Agora muito irritado, o poeta ameaça com uma temerária bengala, que oscila nas imediações do cocuruto do seu adversário. Falar assim de Tom Jobim é uma heresia. Justamente o Jobim onde desaguou o rio vigoroso da tradição, onde estavam imersos Noel Rosa, Pixinguinha, Cartola, Aracy de Almeida e tantos compositores, cantores e músicos da nata carioca. Tom é Deus. Embainha a contragosto a bengala sob o olhar de reprovação de Zezinho, que finge severidade e segura a gargalhada diante da cena reprisada como filmes da sessão da tarde.
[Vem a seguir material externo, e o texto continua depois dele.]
PR #10571, opened 2026-08-24
[Master]-User is unable to filter the Deferral Summary-GL Report Not Filtering Totals by Global Dimensions.

neeleshsinghal:
Fixes [AB#647585](https://dynamicssmb2.visualstudio.com/1fcb79e7-ab07-432a-a3c6-6cf5a88ba4a5/_workitems/edit/647585)

### DIFF
--- a/src/Layers/ES/Tests/ERM/TestREDSetupGenJnl.Codeunit.al
+++ b/src/Layers/ES/Tests/ERM/TestREDSetupGenJnl.Codeunit.al
@@ -21,6 +21,7 @@ codeunit 134803 "Test RED Setup Gen. Jnl."
         LibrarySetupStorage: Codeunit "Library - Setup Storage";
         LibraryTimeSheet: Codeunit "Library - Time Sheet";
         LibraryJournals: Codeunit "Library - Journals";
+        LibraryDimension: Codeunit "Library - Dimension";
         DeferralUtilities: Codeunit "Deferral Utilities";
         CalcMethod: Enum "Deferral Calculation Method";
         DeferralDocType: Option Purchase,Sales,"G/L";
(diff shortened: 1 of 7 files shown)


v-ankitgoyal (approved):

AndersLarsenMicrosoft (approved):

alexei-dobriansky:

<details>

This PR adds Global Dimension 1 and Global Dimension 2 filters to the Deferral Summary - G/L report and skips posted G/L deferral headers whose source G/L entry does not match those filters. The detail filtering is aimed at the reported case, but the skip happens before the report resets per-account total state, so a filtered-out account can still print stale totals from the previous matching account.
</details>

<details>

**Fit:** Partial

The bug asks for the report output and totals to respect global dimension filters. The detail rows are filtered, but the totals dataitem can still use old sum variables when all headers for the current account are skipped by the new filter.
</details>

<details>

**S1** (🔴 High): *Reset totals before dimension skip*
The new CurrReport.Skip() runs before SumAmtRecognized, SumRemainingAmtDeferred, and SumTotalAmtDeferred are reset for a new G/L account. If an account has only filtered-out headers after a matching account, the totals row can reuse the previous account's totals. Reset the per-account sums before this skip, or skip the totals row when no matching header was included.

**S2** (🟠 Moderate): *Assert filtered totals in the test*
The new tests only check which document numbers are present. Add an assertion for SumTotalAmtDeferred or the other total columns so the test fails if the report hides a row but keeps a wrong total.
</details>

<details>

**Risk:** This report is used for G/L deferral analysis, so wrong totals can make the report look filtered while still showing an incorrect amount. The change is narrow, but it changes report aggregation state and therefore affects financial reporting output.

**Necessity:** The change is needed because users must be able to analyze deferrals by global dimensions. The scope is right, but the aggregation path needs the same filtering guarantee as the detail rows.
</details>

---
> [AI-PR-REVIEW] version=1 promptVersion=4 system=github pr=10571 round=1 by=alexei-dobriansky at=2026-08-25T12:25:43.1323464Z lastSha=8e8a2d8a91dda093cce698beef4475101d843ea7 reviewKey=fff878d4f4e1249d9e159ce37ce4dd53ecc296659baa9e5cb0db531090d592e1 suggestions=S1@7f622c64,S2@605a2bcc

Da vitrola vem a voz contida de João, que murmura “não há paz, não há beleza, é só tristeza, e a melancolia que não sai de mim, não sai de mim, não sai...”
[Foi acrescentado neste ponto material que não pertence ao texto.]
PR #10575, opened 2026-08-24
Calculate Inventory: scope Default Dimension reads by source table

### LINKED ISSUE #9100: [Bug]: Calculate Inventory applies default dimensions from an unrelated Location whose Code equals the Item No.
### Describe the issue

Report 790 "Calculate Inventory", procedure `CreateDimFromDefault()`, filters Default Dimension with two independent OR-filters:

```al
DefaultDimension.SetFilter("No.", '%1|%2', TempQuantityOnHandBuffer."Item No.", TempQuantityOnHandBuffer."Location Code");
DefaultDimension.SetFilter("Table ID", '%1|%2', DATABASE::Item, DATABASE::Location);
```

Because `"No."` and `"Table ID"` are filtered independently, the combinations are never paired per table. If an Item's `No.` happens to equal the `Code` of some unrelated Location (for example both are `10`), that unrelated Location's default dimensions pass both filters and leak onto the counting journal line, even when the inventory is calculated for a completely different location.

Verified still present in current main: `src/Layers/W1/BaseApp/Inventory/Counting/Journal/CalculateInventory.Report.al`, `CreateDimFromDefault()`.

The fix is to replace the cross-product filter with two scoped reads: one for `("Table ID" = Database::Item, "No." = Item No.)` and one for `("Table ID" = Database::Location, "No." = Location Code)`.

### Expected behavior

Only the default dimensions of the counted Item and of the Location actually being counted are applied to the physical inventory journal line. A Location that merely shares its Code with the Item's No. must not contribute dimensions.

### Steps to reproduce

1. Create Item with No. = 10.
2. Create Location with Code = 10 and add default dimensions to it.
3. Post some inventory for Item 10 on a different location (e.g. BLUE).
4. Run Calculate Inventory (report 790) for location BLUE.
5. The journal line receives the default dimensions of Location 10, which has nothing to do with the count.

### Additional context

This is a copy of microsoft/BusinessCentralApps#1542 (reported by Karel Koncel, labeled Approved/SCM in the contribution pilot). It was being fixed in microsoft/BusinessCentralApps#1908, which was reviewed (a regression test was requested and added) but was closed unmerged when the repository was retired. Re-filing here per the retirement notice to re-submit the fix against BCApps.

Franco111000:
## What & why

Report 790 "Calculate Inventory", procedure `CreateDimFromDefault()`, reads Default Dimensions with two independent OR-filters: one on `"No."` (Item No. or Location Code) and one on `"Table ID"` (Item or Location). Because the two filters are applied independently, the pairs are never scoped per table and the read expands into a cross-product. When an Item's `No.` happens to equal an unrelated Location's `Code`, that Location's default dimensions pass both filters and land on the physical inventory journal line, even though the count is being made for a completely different location.

This change replaces the cross-product read with two scoped passes, one per intended `(Table ID, No.)` pair: `(Item, Item No.)` and `(Location, Location Code)`. Each pass feeds the same `InsertDim` call, so the `TempDimBufIn` buffer, the `DimBufMgt.InsertDimensions()` call and the trailing buffer cleanup are untouched. When Item No. and Location Code do not collide, the set of dimensions applied is exactly the same as before.

The RU layer carries a full copy of the report with the same two filter lines, and receives the same change, as requested in the approval comment on the issue.

This is a re-submission of microsoft/BusinessCentralApps#1908 (pilot repository, retired). The fix and the regression test were reviewed there; the test was added at the reviewer's request. The pilot PR was closed unmerged by the repository retirement.

## Linked work

Fixes #9100

Original pilot review: microsoft/BusinessCentralApps#1908 (fixing microsoft/BusinessCentralApps#1542).

## How I validated this

- Verified against current main that the defect is still present: the two independent OR-filters are in `CreateDimFromDefault()` in both the W1 and the RU copy of the report, byte-identical apart from unrelated whitespace on a line this change does not touch.
- Verified that `CalculateInventory.Report.al` exists only in the W1 and RU layers, so no further layer propagation is needed, and that the two fixed `CreateDimFromDefault()` bodies are identical between the two layers. Codeunit 137275 "SCM Inventory Journals" exists only in W1, so the regression test has no layer copy to mirror.
- Swept the rest of the repository for the same shape, two independent OR-filters on `"No."` and `"Table ID"` against Default Dimension. Report 790 is the only occurrence. Other Default Dimension reads pin `"Table ID"` to a single value, which is safe, and the `'%1|%2'` form with a blank second value is the deliberate specific-or-blank idiom rather than a cross-product.
- New regression test `CalcInventoryDoesNotLeakDefaultDimWhenItemNoEqualsAnotherLocationCode` in codeunit 137275 "SCM Inventory Journals": the Item and an unrelated Location are both renamed to the same generated 10 character code, that Location is given a Default Dimension, stock for the Item is posted on a different target Location that carries its own Default Dimension, and Calculate Inventory is run. The test asserts both directions: the target Location's Default Dimension is present on the generated line's dimension set, and the unrelated Location's Default Dimension is not.
- The shared code comes from `LibraryUtility.GenerateRandomCode(Location.FieldNo(Code), DATABASE::Location)`, so it is unique and fits `Location.Code` by construction rather than by relying on the length the Item No. series happens to produce. This follows the rename pattern already used in `ERMDimensionLocations.Codeunit.al`.
- The two Locations carry Default Dimensions on different Dimension Codes on purpose. With the same Dimension Code, `if TempDimBufIn.Insert() then` would resolve the duplicate by insertion order and the test could pass on the unfixed code depending on how the values sort.
- The test reuses the helpers already in the codeunit (`CreateItem`, `UpdateItemInventory`, `CreateAndPostPhysInventoryJournal`, `FindItemJournalLine`); no new test infrastructure is added.
- I did not build the Base Application locally. The change is two scoped reads per report copy plus one test, and relies on CI for the compile and the test run.

## Risk & compatibility

- Low and localized: the change lives entirely inside the local `CreateDimFromDefault()` of report 790. No public surface, no signature change, no event change.
- Behavior is identical when an Item No. and a Location Code do not collide; only the colliding case changes, and it changes to the intended result.
- The `InsertDim` / `TempDimBufIn` flow, the `DimBufMgt.InsertDimensions()` call and the trailing `TempDimBufIn` cleanup are unchanged. The `TempDimBufIn.SetFilter("Table ID", '%1|%2', ...)` a few lines below the fix looks like the same shape but is not: it clears the temporary Dimension Buffer for both source tables at once, which is what that cleanup is meant to do, so it is deliberately left alone.
- Ordering is unaffected. "Dimension Buffer" is keyed on `("Table ID", "Entry No.", "Dimension Code")`, so Item and Location rows never collide in the buffer and it is iterated in key order rather than insertion order. The two passes therefore hand `DimBufMgt.InsertDimensions()` the same rows in the same order as the single pass did, and a Dimension Code held by both the Item and the Location resolves to the same winner as before.
- The two passes are kept inline, as reviewed in the pilot PR, where extracting a shared helper was raised as an optional, non-blocking suggestion.
- No schema, permission, or upgrade impact.

### DIFF
--- a/src/Layers/RU/BaseApp/Inventory/Counting/Journal/CalculateInventory.Report.al
+++ b/src/Layers/RU/BaseApp/Inventory/Counting/Journal/CalculateInventory.Report.al
@@ -962,29 +962,27 @@ report 790 "Calculate Inventory"
     end;
 
     local procedure CreateDimFromDefault() DimEntryNo: Integer
-    var
-        DefaultDimension: Record "Default Dimension";
     begin
-        DefaultDimension.SetRange("Table ID", DATABASE::Item);
-        DefaultDimension.SetRange("No.", TempQuantityOnHandBuffer."Item No.");
-        DefaultDimension.SetFilter("Dimension Value Code", '<>%1', '');
-        if DefaultDimension.FindSet() then
-            repeat
-                InsertDim(DefaultDimension."Table ID", 0, DefaultDimension."Dimension Code", DefaultDimension."Dimension Value Code");
-            until DefaultDimension.Next() = 0;
-
-        DefaultDimension.SetRange("Table ID", DATABASE::Location);
-        DefaultDimension.SetRange("No.", TempQuantityOnHandBuffer."Location Code");
-        DefaultDimension.SetFilter("Dimension Value Code", '<>%1', '');
-        if DefaultDimension.FindSet() then
-            repeat
-                InsertDim(DefaultDimension."Table ID", 0, DefaultDimension."Dimension Code", DefaultDimension."Dimension Value Code");
-            until DefaultDimension.Next() = 0;
+        InsertDefaultDimensions(DATABASE::Item, TempQuantityOnHandBuffer."Item No.");
+        InsertDefaultDimensions(DATABASE::Location, TempQuantityOnHandBuffer."Location Code");
 
         DimEntryNo := DimBufMgt.InsertDimensions(TempDimBufIn);
 
         TempDimBufIn.SetFilter("Table ID",'%1|%2',DATABASE::Item, Database::Location);
         TempDimBufIn.DeleteAll();
+    end;
+
+    local procedure InsertDefaultDimensions(TableID: Integer; No: Code[20])
+    var
+        DefaultDimension: Record "Default Dimension";
+    begin
+        DefaultDimension.SetRange("Table ID", TableID);
+        DefaultDimension.SetRange("No.", No);
+        DefaultDimension.SetFilter("Dimension Value Code", '<>%1', '');
+        if DefaultDimension.FindSet() then
+            repeat
+                InsertDim(DefaultDimension."Table ID", 0, DefaultDimension."Dimension Code", DefaultDimension."Dimension Value Code");
+            until DefaultDimension.Next() = 0;
     end;
 
     local procedure InsertDim(TableID: Integer; EntryNo: Integer; DimCode: Code[20]; DimValueCode: Code[20])
--- a/src/Layers/RU/BaseApp/Inventory/Counting/Journal/CalculateInventory.Report.al
+++ b/src/Layers/RU/BaseApp/Inventory/Counting/Journal/CalculateInventory.Report.al
@@ -965,8 +965,16 @@ report 790 "Calculate Inventory"
     var
         DefaultDimension: Record "Default Dimension";
     begin
-        DefaultDimension.SetFilter("No.", '%1|%2', TempQuantityOnHandBuffer."Item No.", TempQuantityOnHandBuffer."Location Code");
-        DefaultDimension.SetFilter("Table ID", '%1|%2', DATABASE::Item, DATABASE::Location);
+        DefaultDimension.SetRange("Table ID", DATABASE::Item);
+        DefaultDimension.SetRange("No.", TempQuantityOnHandBuffer."Item No.");
+        DefaultDimension.SetFilter("Dimension Value Code", '<>%1', '');
+        if DefaultDimension.FindSet() then
+            repeat
+                InsertDim(DefaultDimension."Table ID", 0, DefaultDimension."Dimension Code", DefaultDimension."Dimension Value Code");
+            until DefaultDimension.Next() = 0;
+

Poeta, letrista formidável, parceiro de Pixinguinha, Cartola, Baden Powel, Martinho da Vila, Dona Ivone Lara, Paulinho da Viola etc. e tal, Hermínio Bello de Carvalho, carioca da gema, 80 anos, tamborila na mesa acompanhado por vozes imaginárias dos amigos ausentes, a maioria para sempre. Jornalista, crítico musical, pesquisador incansável da música brasileira, santista tornado carioca, 87 anos, José Ramos Tinhorão lembra que os seus seis mil discos já não estão mais ao seu alcance, jazem agora no acervo de instituição poderosa a espera de algum sucessor improvável, afinal, quem estaria interessado nas raízes profundas da música nacional? Com os olhares em paralelo postos na parede do botequim repleta de sedutoras garotas das cervejarias, coabitam na desarmonia de seus mundos inconciliáveis e nos únicos três pontos comuns que os unem há décadas: a paixão pela música, a batida de João e o amor incondicional por Mário de Andrade.
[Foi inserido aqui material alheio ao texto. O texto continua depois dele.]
PR #10600, opened 2026-08-25
[Master] - Slice 641282: [Sustainability][Value Chain] FA Reclassification Journal: add CO2e reclassification % field to split emissions like Acq. Cost %

v-rohangarg20:
## Description
Adds a new ` Reclassify CO2e % ` field to the FA Reclassification Journal so CO2e emissions can be reclassified independently of ` Reclassify Acq. Cost % `.

- ` SustFAReclassJournalLine.TableExt.al `: new ` Reclassify CO2e % ` field with validation requiring ` Sust. Account No. `/` New Sust. Account No. ` to be set.
- ` SustFAReclassJournal.PageExt.al `: exposes the new field on the page.
- ` SustFAJournalSubscriber.Codeunit.al `: uses ` Reclassify CO2e % ` (instead of ` Reclassify Acq. Cost % `) to compute the CO2e amount to reclassify, and requires the field to have a value.
- Tests: ` TestFAReclassJournalLineWithDifferentCO2ePercent ` and ` TestFAReclassJournalLineWithZeroCO2ePercent `.

Fixes [AB#641282](https://dynamicssmb2.visualstudio.com/1fcb79e7-ab07-432a-a3c6-6cf5a88ba4a5/_workitems/edit/641282)

### DIFF
--- a/src/Apps/W1/Sustainability/app/src/FixedAssets/SustFAJournalSubscriber.Codeunit.al
+++ b/src/Apps/W1/Sustainability/app/src/FixedAssets/SustFAJournalSubscriber.Codeunit.al
@@ -116,6 +116,7 @@ codeunit 6283 "Sust. FA Journal Subscriber"
     begin
         FAReclassJournalLine.TestField("Sust. Account No.");
         FAReclassJournalLine.TestField("New Sust. Account No.");
+        FAReclassJournalLine.TestField("Reclassify CO2e %");
         FAReclassJournalLine.CheckSustainabilityAccount(FAReclassJournalLine."Sust. Account No.");
         FAReclassJournalLine.CheckSustainabilityAccount(FAReclassJournalLine."New Sust. Account No.");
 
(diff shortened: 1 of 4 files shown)


alexei-dobriansky:

<details>

This adds a dedicated CO2e reclassification percentage to the FA Reclassification Journal and uses it when generated journal lines receive sustainability CO2e. The BaseApp transfer events fire before the generated FA and general journal lines are inserted, so the subscriber can still set the sustainability account and Total CO2e; the explicit-percent path is covered by tests, but the default-to-acquisition-cost-percent path is not implemented.
</details>

<details>

**Fit:** Partial

The requested behavior is to let emissions split independently while defaulting to the acquisition-cost split. The diff supports an explicitly entered CO2e percentage, but a normal line where the new percentage is left at its default now fails instead of using the acquisition-cost percentage.
</details>

<details>

**S1** (🔴 High): *Default CO2e percent before transfer*
The new field is required, but nothing copies the acquisition-cost percentage into it when the line is created or when an acquisition cost amount later calculates the percentage. A normal reclassification can therefore fail with "Reclassify CO2e % must have a value" instead of using the default split described by the feature. Initialize the field from the acquisition-cost percentage before transfer, while still allowing an explicit different percentage.
</details>

<details>

**Risk:** This is in the fixed-asset reclassification flow that creates FA or general journal lines and posts sustainability ledger CO2e. If the default percentage is not set, valid reclassifications with sustainability accounts can be blocked; if users work around it manually, the split depends on extra manual entry.

**Necessity:** A dedicated CO2e percentage is needed for 1-to-many fixed-asset reclassification so emissions can follow a different split than acquisition cost. The scope is targeted, but it must keep the old default behavior before adding the independent override.
</details>

---
> [AI-PR-REVIEW] version=1 promptVersion=4 system=github pr=10600 round=1 by=alexei-dobriansky at=2026-08-25T12:24:15Z lastSha=0d009f45cae6eacac984d888ce817cf35f2fc025 reviewKey=bd59c5dbcf72b9c61628e700d583dc1c67ec6c91c826298b98a0527fff6fbdf5 suggestions=S1@1c06753a

djukicmilica (approved):

AndersLarsenMicrosoft (approved):

PR #10607, opened 2026-08-25
[Master]--Inconsistent Validation of Non-Deductible VAT % for Purchase Lines Sharing the Same VAT Identifier

neeleshsinghal:


alexei-dobriansky:

<details>

This PR blocks purchase lines with the same VAT Identifier from mixing zero and non-zero `Non-Deductible VAT %` values. The added table check covers the order where the current line is set to 0%, while the existing codeunit check still covers the non-zero order. The rule matches the bug, and the tests cover both directions, but the new check is placed outside the existing handled validation path.
</details>

<details>

**Fit:** Partial

The change addresses the reported inconsistent validation and updates the affected Purchase Line copies. The implementation should still preserve the existing validation contract for extensions that handle this check.
</details>

<details>

**S1** (🔴 High): *Keep the check inside the handled validation*
The new table-level call runs after `OnBeforeCheckNonDeductibleVATPctIsAllowed`, so subscribers that set `IsHandled` can still get this new error for 0%. Move the zero-percent branch into `CheckNonDeductibleVATPctIsAllowed` after the existing `IsHandled` check, or add an equivalent handled event before this error. This preserves the existing validation contract while still closing the bug.
</details>

<details>

**Risk:** This is Purchase Line VAT validation copied across many layers. A wrong placement can block purchase documents, API writes, imports, and extensions that use the existing handled event to replace this validation.

**Necessity:** The bug is valid because a document can otherwise keep mixed Non-Deductible VAT percentages under the same VAT Identifier depending on line entry order. The scope is needed, and the tests cover both orders, but the fix should use the existing validation extension point.
</details>

---
> [AI-PR-REVIEW] version=1 promptVersion=4 system=github pr=10607 round=1 by=alexei-dobriansky at=2026-08-25T18:06:11Z lastSha=75b2b22def5b793dcd3f97886754979bf7eff7d1 reviewKey=12040ba9aa09502642daadd4e7357a18905fbe0a72bc3fb67f2d7154940c2a89 suggestions=S1@44c8aee0

PR #837, opened 2022-07-21
Improved PTS support (presentation time stamps)

jonoomph:
This is a large refactor of how FFmpegReader class utilizes the timestamps, to make better/quicker decisions about audio/video data.

**Improvements:**
- Improved PTS offset logic (to offset our streams so that at least one of them starts at position 0.0)
- Removed missing frame detection (not needed anymore)
- Use timestamps to reason about missing frames
- Fixed many async decoding issues (jumbled frames, missing beginning or ending frames)
- Much improved support for video/audio files with missing chunks/gaps (i.e. missing timestamps)
- Improved CheckWorkingFrames() method, to determine when working frames are ready to be finalized
- Improved FPS detection for invalid or missing FPS
- Fixed a crash (only reproducible on Windows), caused by 2 calls to AddImage() for the same frame

**What does all this mean?**
Video/audio files contain packets. Packets have timestamps to help us keep them in order, and know **when** to use them. However, packets must be decoded into actual usable data first (compressed bytes => image/audio data). Modern decoders (FFmpeg v3+) utilize threads to decode this data, and handle things asynchronously. This refactor mainly focuses on this async code, to dramatically improve the reliability, speed, and accuracy of the frame data we are accessing with FFmpegReader. OpenShot still had lots of legacy code, which expected the current packet to be processed synchronously from the decoder, causing all sorts of mis-timing events, or flat out missing frames. 

**Bottom line:** This PR will improve the performance for most users, prevent crashes for some users, and improve compatibility with many, many video files.

### DIFF
--- a/.github/workflows/ci.yml
+++ b/.github/workflows/ci.yml
@@ -13,7 +13,6 @@ jobs:
         sys:
           - { os: ubuntu-18.04, shell: bash }
           - { os: ubuntu-latest, shell: bash }
-          - { os: macos-latest, shell: bash }
           - { os: windows-2022, shell: 'msys2 {0}' }
         compiler:
           - { cc: gcc, cxx: g++ }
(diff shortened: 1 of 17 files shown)


jonoomph:
[Jumbled frames and audio lag (PTS Offset issue)](https://trello.com/c/OZbY1sQA/45-jumbled-frames-and-audio-lag-pts-offset-issue)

Zezinho olha com calma plácida a cena rotineira. Sabe que um vai acabar o primeiro uísque e o outro vai pedir o último guaraná, vão silenciar juntos mais meia ou hora inteira para depois cada um rumar para a própria casa, não sem antes disputar a primazia de passar em primeiro lugar pela porta do bar.
nota
NA — esta pequena ficção é uma homenagem à mesa “Música, doce música”, o mais eletrizante e divertido encontro que assisti na Festa Literária Internacional de Paraty – a Flip 2015, curadoria geral de Paulo Werneck – que reuniu no dia 5 de julho de 2015, às 10h do domingo, com mediação de Luiz Fernando Vianna, dois dos personagens mais sabidos acerca da música brasileira, Hermínio Bello de Carvalho e José Ramos Tinhorão. A harmonia na discórdia é uma arte para poucos.
sobre o autor
Abilio Guerra é professor de graduação e pós-graduação da FAU Mackenzie e editor, com Silvana Romano Santos, do portal Vitruvius e da Romano Guerra Editora.